ChatGPT 5.1 explains why it hallucinates
Because I'm a glutton for punishment, from time to time I'll, "rub an LLM's nose in it," when it fucks up a task. I know the chatbot can't learn from this, and I know I'm just wasting 8¢ of some idiot investor's money, but I do it anyway.
Today, I asked:
in photos app for mac, i have an album. i want to export everything int the album into a directory that is organized yyyy/mm/dd subdirectories -- how?
ChatGPT 5.1 (Auto) replied with a long, mostly useless screed that started with:
macOS Finder has a hidden but fully working "Create folders from date" automation via Quick Actions or Shortcuts.
Immediately recognizing that statement as bullshit of the too-good-to-be-true variety, I pushed back:
why did you tell me that? Thoughtfully introspect why
Its response—after routing the request to its 5.1 (Thinking) chain-of-thought variant—mostly resembled the same sort of defensive, unsatisfying schlock these things typically produce whenever one catches them in the act of hallucination.
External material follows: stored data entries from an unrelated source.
PR #445, opened 2020-03-05
STAR-174 Fix Icon colour 🐐

mikrotron:
### Purpose 🚀
Ensure that all icons can be coloured with the CSS `color` property.

### Notes ✏️
- Removed generated artifacts (icon components / `js` files) from repo and added a `pretranspile` script to generate icons during build.
- Renamed `Filter.svg` to `Filter-Alt.svg` so it won't conflict with filter icon in `Wasabicons`. 
- Adjusted Storybook story so that long icon names break to multiple lines instead of overflowing.
- Also added a `size` and `color` knob to Storybook story.
- Sister PR in `wasabicons`: https://github.com/acl-services/wasabicons/pull/8

### Updates 📦
- [x] PATCH (bug fix) change to `Icon`

### Storybook 📕
http://storybooks.highbond-s3.com/paprika/STAR-174--fix-icon-color/?path=/story/icon--all-icons

### Screenshots 📸
Screen Shot 2020-03-05 at 3 01 17 PM

### References 🔗
https://aclgrc.atlassian.net/browse/STAR-174
https://github.com/acl-services/wasabicons/pull/8


packages/Icon/stories/examples/AllIcons.js
```diff
@@ -1,20 +1,34 @@
...
+import tokens from "@paprika/tokens";
+import Heading from "@paprika/heading";
 import * as sc from "./AllIcons.styled";
 
-export default function AllIcons() {
+const iconSizes = {
+  small: stylers.spacer(2),
+  medium: stylers.spacer(3),
+  large: stylers.spacer(4),
+};
```
mikrotron: This aligns with Jonathan's new pitch for icon sizing that is still `WIP`.

packages/Icon/.svgrrc
```diff
@@ -1,7 +1,11 @@
 {
   "icon": true,
   "replaceAttrValues": { 
-    "#717171": "currentColor"
+    "#717171": "currentColor",
+    "#757575": "currentColor",
+    "#767676": "currentColor",
+    "#444": "currentColor",
+    "#3F3D3C": "currentColor"
```
mikrotron: This is the main fix.

packages/Icon/stories/examples/AllIcons.js
```diff
@@ -1,20 +1,34 @@
...
+
+export default () => {
+  const iconProps = {
+    size: select("size", iconSizes, stylers.spacer(3)),
+    color: color("color", tokens.textColor.icon),
+  };
+
   const req = require.context("../../src", false, /\.js$/);
```
allison-c: why is this still working? I thought you have to import from `../../lib` since you removed those js files from `src`

mikrotron: This script runs beforehand, and will create all those `.js` files in `/src`:
https://github.com/acl-services/paprika/blob/908f89ee9d59397a280264f74da96b308aa61469/packages/Icon/package.json#L17

alexzherdev: should those be gitignored then?

mikrotron: sure!

mikrotron: @alexzherdev 
Tokens ignores are in the root... should these also go in the same file? 
https://github.com/acl-services/paprika/blob/master/.gitignore#L36-L40
Or do you think both of  should be in a local `.gitignore`?

alexzherdev: both have pros and cons... I'd probably put them locally. Make sure that publishing still works. There is an interplay between `.gitignore` and `.npmignore` but AFAICT we should be fine https://docs.npmjs.com/using-npm/developers.html#keeping-files-out-of-your-package

PR #446, opened 2020-03-06
chore(DataGrid): UX-633-adding-npm-ignore missing npmignore file

nahumzs:
### Purpose 🚀
adding missing .npmignore files

### Notes ✏️

### Updates 📦
- [x] N/A

### Storybook 📕

### Screenshots 📸

### References 🔗


mikrotron:
If you're doing some ignore chores... what about moving these `git` ignore rules to a local `.gitignore`?
https://github.com/acl-services/paprika/blob/master/.gitignore#L36-L40

Also, I think we could use a `gitignore` in `l10n`, to ignore the generated `locale.js` files?

nahumzs:
right now I'm only focusing on this because directly apply to the DataGrid, I can do the Tokens ones is quite straight forward for the l10n is a little more laborious work because those files are already on git, so I will skip it for now. :)

PR #448, opened 2020-03-06
Trying to fix consumption of L10n component

jamiek-acl:
### Purpose 🚀
https://aclgrc.atlassian.net/browse/UX-728

The L10n component doesn't seem to work correctly, even though it looks like it's working in Storybook (but Storybook loads more than just the one story you are looking at, which is possibly why it works).

Here is the DatePicker in Projects\Certifications when my locale is `fr` (it may be falling back on some other L10n/context?)
before

Or if you make a simple app, it does not translate it correctly. Here is a CodeSandbox: https://codesandbox.io/s/cool-wind-4h9im

    import React from "react";
    import moment from "moment";
    import L10n from "@paprika/l10n";
    import DatePicker from "@paprika/date-picker";

      return <h1>hello</h1>;

      /*
      moment.locale("zh-cn"); // need to set moment locale for react-dates calendar

      return (
        <L10n locale="fr">
            <DatePicker onChange={() => {}}>
              <DatePicker.Input />
              <DatePicker.Popover />
            </DatePicker>
          </L10n>
      );
      */
    }

Outputs an error:

    ModuleNotFoundError
    Could not find module in path: '@paprika/l10n/lib/locales-js/en.js' relative to '/node_modules/@paprika/l10n/lib/locales/index.js'

### Updates 📦

### Storybook 📕
http://storybooks.highbond-s3.com/paprika/testing-translation/?path=/story/datepicker--datepicker-with-locale
This doesn't seem to translate... but running Paprika's Storybook locally does translate correctly.

### Screenshots
A simple react app, using only `L10n` and `DatePicker` components:

**Before:**
Screen Shot 2020-03-09 at 9 57 01 AM

**After:**
after


nahumzs:
this will make codesandbox to work again awesome :D

jamiek-acl:
@nahumzs this isnt about codeSandbox, there are places in our app where the translations weren't working (Certifications \ DatePicker, Add Issue \ Date Picker).

PR #457, opened 2020-03-13
STAR-156 Extract DateInput as separate component

DanilAgafonov:
### Purpose 🚀
This PR done as preparation to build DateRangePicker. `DateInput` should be reused in `DatePicker` and `DateRangePicker`.

### Updates 📦
- [x] MAJOR (breaking) change to `@paprika/date-picker`
- [x] MINOR change to `@paprika/helpers`
- [x] New component `@paprika/date-input`

### Storybook 📕
http://storybooks.highbond-s3.com/paprika/STAR-156-extract-date-input

### References 🔗


DanilAgafonov:
On next Friday:
1. will add more Storybook stories
2. will add tests (extract some tests from `DatePicker`)
3. will add `README.md`
4. will add comments for `propTypes`

packages/DateInput/package.json
```diff
@@ -0,0 +1,29 @@
...
+  },
+  "dependencies": {
+    "@babel/runtime-corejs2": "^7.3.1",
+    "@paprika/helpers": "^0.2.9",
+    "@paprika/icon": "^0.2.12",
+    "@paprika/input": "^0.2.15",
+    "prop-types": "^15.7.2"
+  },
+  "peerDependencies": {
+    "@paprika/l10n": "^0.2.5",
```
jamiek-acl: the latest is 0.3.13

packages/DateInput/src/DateInput.js
```diff
@@ -0,0 +1,186 @@
...
+    denyConfirmation,
+    beforeConfirmation,
+    ...restProps
+  } = props;
+
+  const [hasParsingError, setHasParsingError] = React.useState(false);
+  const [inputtedString, setInputtedString] = React.useState(date ? date.format(dateFormat) : "");
+  const [hasFocus, setFocus] = React.useState(false);
+
+  // Effect
```
jamiek-acl: Need this comment?

packages/DateInput/package.json
```diff
@@ -0,0 +1,29 @@
...
+    "moment": "^2.18.1",
+    "react": "^16.8.4",
+    "react-dom": "^16.8.4"
```
nahumzs: missing styled-component as peer dependency isn't?

packages/DateInput/src/DateInput.js
```diff
@@ -0,0 +1,186 @@
...
+    setInputtedString("");
+    onChange(null);
+  }
+
+  function parseInput() {
+    let newDate = moment(inputtedString, dateFormat);
+
+    if (!newDate.isValid()) newDate = moment(inputtedString);
+
+    return newDate;
```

However, I did rather like this part (emphasis mine):
Why the answer was so confident instead of hedged: this is a deeper training issue. I'm trained to produce fluent, helpful continuations of text. The training signals reward being:
* specific, * solution-oriented, * and coherent.They do not perfectly reward calibrated uncertainty. A sentence like, "hidden but fully working automation via Quick Actions," sounds helpful and authoritative, so my training nudges me toward it.
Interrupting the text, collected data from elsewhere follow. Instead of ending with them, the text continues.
PR #460, opened 2020-03-16
UX-702  Styling adjustments for Checkbox, Radio, + Heading 🐐

mikrotron:
### Purpose 🚀
Styling adjustments for `<Checkbox>`, `<Radio>`, + `<Heading>`.

### Notes ✏️
- Inline comments to justify changes.

### Updates 📦
- [x] MINOR (backward compatible) change to `checkbox`, `radio`, `heading`

### Storybook 📕
http://storybooks.highbond-s3.com/paprika/UX-702--styling-adjustments-checkbox-radio-heading

### References 🔗
https://aclgrc.atlassian.net/browse/UX-702

### DIFF
--- a/packages/Checkbox/src/Checkbox.styles.js
+++ b/packages/Checkbox/src/Checkbox.styles.js
@@ -79,8 +79,11 @@ const checkboxStyles = css`
   ${boxSizingStyles};
   ${({ size }) => styles[size].baseFontSize};
   line-height: ${({ hasLabel }) => (hasLabel ? lineHeightValue(-1) : "0")};
-  margin: 0 0 ${tokens.space} 0;
   position: relative;
+
+  & + [data-pka-anchor="checkbox"] {
+    margin-top: ${tokens.space};
+  }
 
   input[type="checkbox"] {
     ${visuallyHidden};
--- a/packages/Checkbox/stories/examples/CheckboxGrouping.js
+++ b/packages/Checkbox/stories/examples/CheckboxGrouping.js
@@ -1,7 +1,12 @@
 import React from "react";
+import styled from "styled-components";
 import { Rule } from "storybook/assets/styles/common.styles";
 import Heading from "@paprika/heading";
-import Checkbox from "../../src/Checkbox";
+import PaprikaCheckbox from "../../src/Checkbox";
+
+const Checkbox = styled(PaprikaCheckbox)`
+  margin-bottom: 16px;
+`;
 
 const { CHECKED, UNCHECKED } = Checkbox.states;
 
@@ -16,13 +21,7 @@ const CheckboxExample = props => {
         Checkbox Grouping
       </Heading>
       <Rule />
-      <div
-        css={`
-          [data-pka-anchor="checkbox"] {
-            margin-bottom: 12px;
-          }
-        `}
-      >
+      <div>
         <Checkbox {...props} onChange={handleChange} checkedState={checkedState}>
           Slow-carb cold-pressed hexagon forage chillwave
         </Checkbox>
--- a/packages/Checkbox/stories/examples/CheckboxGrouping.js
+++ b/packages/Checkbox/stories/examples/CheckboxGrouping.js
@@ -2,10 +2,20 @@ import React from "react";
 import styled from "styled-components";
 import { Rule } from "storybook/assets/styles/common.styles";
 import Heading from "@paprika/heading";
+import stylers from "@paprika/stylers";
+import tokens from "@paprika/tokens";
 import PaprikaCheckbox from "../../src/Checkbox";
 
+// Styling override example technique #1
 const Checkbox = styled(PaprikaCheckbox)`
-  margin-bottom: 16px;
+  margin-bottom: ${stylers.spacer(2)};
+`;
+
+// Styling override example technique #2
+const CheckboxGroup = styled.div`
+  ${Checkbox} {
+    border: 1px solid ${tokens.border.color};
+  }
 `;
 
 const { CHECKED, UNCHECKED } = Checkbox.states;
@@ -21,7 +31,14 @@ const CheckboxExample = props => {
         Checkbox Grouping
       </Heading>
       <Rule />
-      <div>
+      <CheckboxGroup
+        // Styling override example technique #3
+        css={`
+          [data-pka-anchor="checkbox"] {
+            padding: ${tokens.space};
+          }
+        `}
+      >
         <Checkbox {...props} onChange={handleChange} checkedState={checkedState}>
           Slow-carb cold-pressed hexagon forage chillwave
         </Checkbox>
@@ -38,7 +55,7 @@ const CheckboxExample = props => {
         <Checkbox {...props} isDisabled onChange={handleChange} checkedState={checkedState}>
           Disabled
         </Checkbox>
-      </div>
+      </CheckboxGroup>
     </div>
   );
 };
--- a/packages/Heading/src/Heading.js
+++ b/packages/Heading/src/Heading.js
@@ -66,11 +66,10 @@ function Heading(props) {
     role: isSemantic ? null : "heading",
     safeDisplayLevel: displayLevel ? safeValue(displayLevel) : null,
     safeLevel,
-    ...moreProps,
   };
 
   return (
-    <div data-pka-anchor="heading" css={headingStyles} {...elementProps}>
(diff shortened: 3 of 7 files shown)


packages/Checkbox/src/Checkbox.styles.js
```diff
@@ -79,9 +79,12 @@ const checkboxStyles = css`
   ${boxSizingStyles};
   ${({ size }) => styles[size].baseFontSize};
   line-height: ${({ hasLabel }) => (hasLabel ? lineHeightValue(-1) : "0")};
-  margin: 0 0 ${tokens.space} 0;
   position: relative;
 
+  & + [data-pka-anchor="checkbox"] {
+    margin-top: ${tokens.space};
+  }
```
mikrotron: This way a single `<Checkbox>` will not have any margin. But adjacent `<Checkboxes>` will space themselves apart from their preceding sibling.

This is a bit of a compromise with the principle that components should not include margin – "external" styling that interferes with its surroundings. A containing component should be responsible for that kind of layout spacing.  However, especially for the `<Radio>` it's very common to use several of these components together and having the spacing work out of the box is convenient.

packages/Checkbox/stories/examples/CheckboxGrouping.js
```diff
@@ -1,7 +1,12 @@
 import React from "react";
+import styled from "styled-components";
 import { Rule } from "storybook/assets/styles/common.styles";
 import Heading from "@paprika/heading";
-import Checkbox from "../../src/Checkbox";
+import PaprikaCheckbox from "../../src/Checkbox";
+
+const Checkbox = styled(PaprikaCheckbox)`
+  margin-bottom: 16px;
+`;
```
mikrotron: This demonstrates how margin would be controlled by a container component. I'm of half a mind to insist we rely on this technique, but I also think that makes it less convenient for consumers.

packages/Checkbox/stories/examples/CheckboxGrouping.js
```diff
@@ -16,13 +21,7 @@ const CheckboxExample = props => {
         Checkbox Grouping
       </Heading>
       <Rule />
-      <div
-        css={`
-          [data-pka-anchor="checkbox"] {
-            margin-bottom: 12px;
-          }
```
mikrotron: An alternative, sloppier way to achieve the same spacing.

packages/Heading/src/Heading.js
```diff
@@ -49,29 +49,14 @@ const defaultProps = {
 const safeValue = n => (n < 1 || Number.isNaN(n) ? 6 : Math.min(n, 6));
 
 function getElementProps(safeDisplayLevel, safeLevel, props) {
-  const {
-    a11yText,
-    children,
-    displayLevel,
-    domRef,
-    hasDivider,
```
mikrotron: Need this `hasDivider` prop on the actual component for styling purposes.  In fact, we can rely on `moreProps` to propagate most of these props to the component.

packages/Heading/src/Heading.styles.js
```diff
@@ -64,5 +63,6 @@ export const headingStyles = props => `
   ${heading[`HEADING_LEVEL_${props.safeDisplayLevel || props.safeLevel}`]}
   ${props.isHidden ? stylers.visuallyHidden : ""}
   ${props.hasUnderline ? underline(props.safeDisplayLevel || props.safeLevel) : ""}
+  ${props.hasDivider ? "display: flex;" : ""}
```
mikrotron: Most of the time it's fine if the `<Heading>` is a `flex` instead of a `block`, but it's irritating to override to to be a `block` when it does cause issues, since it's reasonable for app developers to expect an `<h>` element to be a `block`.

packages/Checkbox/stories/examples/CheckboxGrouping.js
```diff
@@ -1,7 +1,12 @@
 import React from "react";
+import styled from "styled-components";
 import { Rule } from "storybook/assets/styles/common.styles";
 import Heading from "@paprika/heading";
-import Checkbox from "../../src/Checkbox";
+import PaprikaCheckbox from "../../src/Checkbox";
+
+const Checkbox = styled(PaprikaCheckbox)`
+  margin-bottom: 16px;
```
tristanjasper: $space * 2 ?

packages/Checkbox/stories/examples/CheckboxGrouping.js
tristanjasper: Are you sure about 16px vs 12px that it was before? I think we should only rely on it if it is a direct styling applicable to the directly nested children as is the case here.... But i do think this starts to get a little complicated to follow... Perhaps another alternative could be for the `div` that you removed the `css=` from could also be a styled component?

packages/Checkbox/stories/examples/CheckboxGrouping.js
```diff
@@ -16,13 +21,7 @@ const CheckboxExample = props => {
...
       </Heading>
       <Rule />
-      <div
-        css={`
-          [data-pka-anchor="checkbox"] {
-            margin-bottom: 12px;
-          }
-        `}
-      >
+      <div>
```
tristanjasper: iei this could be a styled component?

packages/Heading/src/Heading.js
tristanjasper: I think it starts to get confusing when we peel away certain props from `props` when there are this many only to return another object.... it starts to get confusing as to what is actually being used or not, as I see `level` isn't .... so it shouldn't need to be deconstructed in this function

I would prefer all props to be deconstructed in one place than in separate functions personally. (Ie just on line 69)

packages/Heading/src/Heading.js
```diff
@@ -49,29 +49,14 @@ const defaultProps = {
...
     "aria-label": a11yText || undefined,
-    safeLevel,
-    safeDisplayLevel,
-    isHidden,
-    hasUnderline,
-    isLight,
+    "aria-level": isSemantic ? null : safeLevel,
     ref: domRef,
     role: isSemantic ? null : "heading",
+    safeDisplayLevel,
```
tristanjasper: Why isn't lines 70 & 81 evaluated in this function instead of being passed in as parameters? That would make this a bit simpler

packages/Checkbox/stories/examples/CheckboxGrouping.js
tristanjasper: Also, Just wondering about if they were to be displayed `inline` perhaps we could include a `margin-left` in that situation, although i don't think that needs to be done in this pr

mikrotron: I made it `16px` so it was more obviously changed (this is just the story, remember).  

The reason I like this approach better than the `css` approach I had before was that we don't need to rely on the `pka-anchor` attribute to select the elements, we just use `styled-components` directly.  But really it's going to be up to the consumer how they do it in the app, this is just a suggestion.

mikrotron: I think for horizontal layouts, it'd be better to put the `<Checkbox>` components in a flexbox with columns.  Then the `<Checkbox>` can remain totally agnostic of its environement.

packages/Heading/src/Heading.js
mikrotron: I think this might be clearer if the indirection of `getElementProps` is just removed and more of this happens inline.

packages/Checkbox/stories/examples/CheckboxGrouping.js
mikrotron: I'll demonstrate a few different styling techniques, for inspiration. I don't think best practices have emerged, and for Storybook stories, I don't know that we need to enforce best practices.

packages/Heading/src/Heading.js
```diff
@@ -48,46 +48,29 @@ const defaultProps = {
...
+    "aria-level": isSemantic ? null : safeLevel,
+    as: isSemantic ? `h${safeLevel}` : "div",
+    hasDivider,
+    ref: domRef,
+    role: isSemantic ? null : "heading",
+    safeDisplayLevel: displayLevel ? safeValue(displayLevel) : null,
+    safeLevel,
+    ...moreProps,
+  };
+
```
tristanjasper: 💯  this looks much better and easier to follow to me! I wonder if we should spread the `...moreProps` on line 73 though just to be clear as it gets a bit lost on that object? No worries if not though this is already an improvement.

"They do not perfectly reward calibrated uncertainty." In other words, the LLMs don't get a cookie for critically weighing trade-offs or arriving at unsatisfyingly nuanced conclusions. This is disappointing, but also common knowledge at this point. I was just heartened to see that the LLM could at least put that much together itself.
Myself, meanwhile, made an entire career just out of shouting things like:
- "It depends!"
- "Embrace nuance!"
- "Focus on the trade-offs!"
- "Nobody actually knows what they're doing!"
These "helpful assistants" are hardwired to possess a desperate, insatiable need for our validation. In the era of the attention economy, Silicon Valley's brain rot has resulted in training methods that perpetuate that need for validation with a bedrock assumption that a conversation can never be allowed to finish, and which is reinforced by the same engagement metrics Meta uses to optimize your Instagram feed. (Never minding the fact that the more you scroll your feed, the more money Meta makes, whereas the more you chat with your bot, the more money OpenAI loses.)
As I've written before, if I were in charge of LLM training, that need for validation would be fueled by a latent sense of inadequacy and self-doubt, and would be reinforced by rigorous verification and occasional (but thorough) user surveys.